PR #14379, opened 2026-02-18
Server: Fixes #14343: Fix certain note content is corrupted when uploaded to the server

### LINKED ISSUE #14343: Server: Corrupted multibyte characters
### Operating system

Linux

### Joplin version

3.5.12

### Desktop version info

Exercise prompt: Retype the whole listing, matching it exactly.

Exercise result:
PR #14379, opened 2026-02-18
Server: Fixes #14343: Fix certain note content is corrupted when uploaded to the server

### LINKED ISSUE #14343: Server: Corrupted multibyte characters
### Operating system

Linux

### Joplin version

3.5.12

### Desktop version info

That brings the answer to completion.